*Provided records*:
··········

PR #1475, opened 2024-03-11
Rework light client

jsdw:
The main changes:

- Move almost all light client code into `subxt_lightclient`; only a little glue in Subxt to integrate it.
- `LightClient` struct to create light client instance given relay chain spec, and to create parachain connections on top of this.
- `LightClientRpc` returned from each of the above which is the means to interact with the chain.
- Subxt implements `RpcClientT` for this, so that it can be used to construct an `OnlineClient`.
- Function provided for low level control but not exported yet (maybe best to hide Smoldot away unless somebody has a good reason to need to configure it directly.
- Each light client RPC connection has an associated `BackgroundTask`. This isn't exposed yet, but can eventually be in order that users can drive it and exert backpressure if need be (I'm unsure what effect that would have on Smoldot though!). 

Other changes along the way:
- light client background task is now per-chain-connection so no need to combine and then separate messages from different chains, and in the future we can opt to drive each one manually if we want.
- Handle error messages on subscriptions, too.
- Generally split errors up so that we get quite specific erros back when constructing, calling or getting responses back from the light client stuff.

Things not done:
- Exposing something like `OnlineClient::from_chain_spec()`; need a relay + parachain version etc, prob need a builder or something to make it nice. Instead I made it easier to instantiate an OnlineClient from an RPC client (`impl Into`) so it's actually pretty easy anyway now.
- I didn't add a nice `from_url` to the `ChainSpecConfig`. I staretd doing this but it involved pulling in extra deps and feature flags etc, and the code was just easier to keep in `subxt`. So I exposed a utility function to fetch chain spec from url instead. I'm ok with this because it's actually only really a dev use case anyway; we prob shouldn't encourage it too much!


lightclient/src/background.rs
```diff
@@ -1,43 +1,47 @@
...
+pub type SubscriptionResponse = Result<
+    (
+        SubscriptionId,
+        mpsc::UnboundedReceiver<Result<Box<RawValue>, JsonRpcError>>,
+    ),
+    LightClientRpcError,
+>;
+
+/// Type of subscription IDs we can get back.
+pub type SubscriptionId = String;
```
jsdw, line 31: It was previously an unsigned int, but even if Smoldot _currently_ does that, I didn't think we should rely on it since it probably also expects us to treat the valeus as opaque.

lightclient/src/background.rs
```diff
@@ -46,29 +50,160 @@ pub enum FromSubxt {
...
+
+        let bg_handle = BackgroundTaskHandle { to_backend: tx };
+
+        (bg_task, bg_handle)
+    }
+
+    /// Run the background task, which:
+    /// - Forwards messages/subscription requests to Smoldot from the front end.
+    /// - Forwards responses back from Smoldot to the front end.
+    pub async fn run(self) {
```
jsdw, line 147: A simplified version of what was called `start_task` before. No longer takes in any args, so the API for `BackgroundTask` is super simple; just `.run().await` it to start it running (and in the future we can return something users can poll which will just wrap this).

lightclient/src/background.rs
```diff
@@ -46,29 +50,160 @@ pub enum FromSubxt {
...
+        let mut channels = self.channels;
+        let mut data = self.data;
+
+        loop {
+            tokio::pin! {
+                let from_front_fut = channels.from_front.next().fuse();
+                let from_back_fut = channels.from_back.next().fuse();
+            }
+
+            futures::select! {
```
jsdw, line 158: I moved to this I think to avoid allocating somewhere or annoying lifetime things; can't remember exactly now. It just takes two channels as inputs though and so I think should have no cancellation concerns (this is the usual footgun with `select!`

lightclient/src/background.rs
```diff
@@ -100,87 +227,67 @@ struct PendingSubscription {
...
+    /// The unsubscribe method to call when the user drops the receiver
+    /// part of the channel.
+    unsubscribe_method: String,
 }
 
 /// The state of the subscription.
 struct ActiveSubscription {
     /// Channel to send the subscription notifications back to frontend.
-    sender: mpsc::UnboundedSender<Box<RawValue>>,
+    notification_sender: mpsc::UnboundedSender<Result<Box<RawValue>, JsonRpcError>>,
```
jsdw, line 239: I tweaked subscriptions a bit to:

a) return any subscription notification errors that come back (previously these were being ignored I think) and
b) send back the ID and repsonse channel rather than one channel for ID and one for responses, just to simplify usage a little.

lightclient/src/chain_config.rs
```diff
@@ -0,0 +1,71 @@
...
+#[non_exhaustive]
+#[derive(thiserror::Error, Debug)]
+pub enum ChainConfigError {
+    /// The provided chain spec is the wrong shape.
+    #[error("Invalid chain spec format")]
+    InvalidSpecFormat,
+}
+
+/// Configuration to connect to a chain.
+pub struct ChainConfig<'a> {
```
jsdw, line 18: This can grow to have more options like about max json RPC subs etc if we want to expose them. A user can then either build this config and configure it, or pass a chain spec `&str` directly, which will convert into this easily.

lightclient/src/rpc.rs
```diff
@@ -0,0 +1,132 @@
...
+        result: Box<RawValue>,
+    },
+    NotificationError {
+        /// RPC method that generated the notification.
+        method: String,
+        /// Subscription ID.
+        subscription_id: String,
+        /// Result.
+        error: Box<RawValue>,
+    },
```
jsdw, line 39: This file is copied from the previous impl in `background.rs`, but I added this `NotificationError` to handle the case when we get errors back in subscriptions. Worth double checking that this is right :)

subxt/src/utils/fetch_chain_spec.rs
```diff
@@ -0,0 +1,114 @@
...
+    InvalidUrl,
+    #[error("Cannot fetch chain spec: Invalid URL scheme.")]
+    InvalidScheme,
+    #[error("Cannot fetch chain spec: Handshake error establishing WS connection.")]
+    HandshakeError,
+}
+
+cfg_jsonrpsee! {
+    /// Fetch a chain spec from an RPC node at the given URL.
+    pub async fn fetch_chainspec_from_rpc_node(url: impl AsRef<str>) -> Result<Box<RawValue>, FetchChainspecError> {
```
jsdw, line 24: I tried putting a fn like this (`from_url`) on `ChainConfig` but it required pulling lots of deps in etc, and since it's a dev use case mostly I was sortof ok with just exposing this util function instead in Subxt, since it's easier to do it here. Not the cleanest though!

subxt/examples/light_client_parachains.rs
```diff
@@ -16,85 +12,34 @@ const ASSET_HUB_SPEC: &str =
...
 #[tokio::main]
 async fn main() -> Result<(), Box<dyn std::error::Error>> {
-    // The smoldot logs are informative:
+    // The lightclient logs are informative:
     tracing_subscriber::fmt::init();
 
-    // Connecting to a parachain is a multi step process.
+    // Instantiate a light client with the Polkadot relay chain,
+    // and connect it to Asset Hub, too.
+    let (lightclient, polkadot_rpc) = LightClient::relay_chain(POLKADOT_SPEC)?;
```
lexnv, line 20: Looks amazing!

lexnv (approved):
LGTM! I like the idea of having a background task per chain ID, this should isolate things quite nicely 👍

jsdw:
I added back a compile error and docsrs thing that went missing, and updated the book, swapping the examples around so now connecting to parachains is the basic example, and connecting to a local node is more advanced :)

lightclient/src/background.rs
tadeohepperle: Looks good, btw you asked me exactly this question "What is the usual usual footgun with select!" when interviewing me as a job applicant about a year ago.

lightclient/src/background.rs
```diff
@@ -100,87 +227,67 @@ struct PendingSubscription {
     /// Send the method response ID back to the user.
```
tadeohepperle, line 227:
```suggestion
    /// the method response ID back to the user.
```

lightclient/src/background.rs
```diff
@@ -253,129 +357,133 @@ impl<TPlatform: PlatformRef, TChain> BackgroundTask<TPlatform, TChain> {
...
                     tracing::trace!(target: LOG_TARGET, "Received subscription id={sub_id} chain={chain_id:?}");
 
-                    let (sub_id_sender, active_subscription) = pending_subscription.into_parts();
-                    if sub_id_sender.send(Ok(result)).is_err() {
+                    let (sub_tx, sub_rx) = mpsc::unbounded_channel();
+
+                    // Send the method response and a channel to receive notifications back.
+                    if pending_subscription
+                        .response_sender
+                        .send(Ok((sub_id.clone(), sub_rx)))
```
tadeohepperle, line 395: Could we avoid allocation here by using `Arc<str>` for subscription ids? Probably irrelevant though, feel free to ignore.

lightclient/src/lib.rs
```diff
@@ -2,52 +2,259 @@
...
+    ///
+    /// Panics when called outside of a `tokio` runtime context.
+    ///
+    /// ## Web
+    ///
+    /// If smoldot panics, then the promise created will be leaked. For more details, see
+    /// https://docs.rs/wasm-bindgen-futures/latest/wasm_bindgen_futures/fn.future_to_promise.html.
+    pub fn parachain<'a>(
+        &self,
+        chain_config: impl Into<ChainConfig<'a>>,
```
tadeohepperle, line 141: This interface with the `relay_chain` and `parachain` functions looks really clean.

tadeohepperle (approved):
I think the interface is well designed, good job!

lightclient/src/background.rs
jsdw: I need to make a note somewhere because if I move to doing a code review style task then `future::select!` is def a candidate to put somewhere :D

lightclient/src/background.rs
jsdw: I'd guess it's not worth while because we (technically, but not really in reality) need to allocate a `String` anyway for the deserializing bit, and then the `Arc` is another alloc, and we onlyclone it once anyways :)

lightclient/src/background.rs
niklasad1: you are good, streams are cancel-safe.

I like tokio::select better because it doesn't require pinning the futures

jsdw: I normally prefer the function call version to avoid some footguns but iirc I had an issue that made it hard to use it nicely; I'll have to try again at some point!

Polkadot-Forum:

https://forum.polkadot.network/t/parity-tech-update-for-march/7226/1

··········

*Action item*: Lines that hold "NotificationError" are the ones to copy, so pick each out from the data.

*Response to the exercise*:
+    NotificationError {
jsdw, line 39: This file is copied from the previous impl in `background.rs`, but I added this `NotificationError` to handle the case when we get errors back in subscriptions. Worth double checking that this is right :)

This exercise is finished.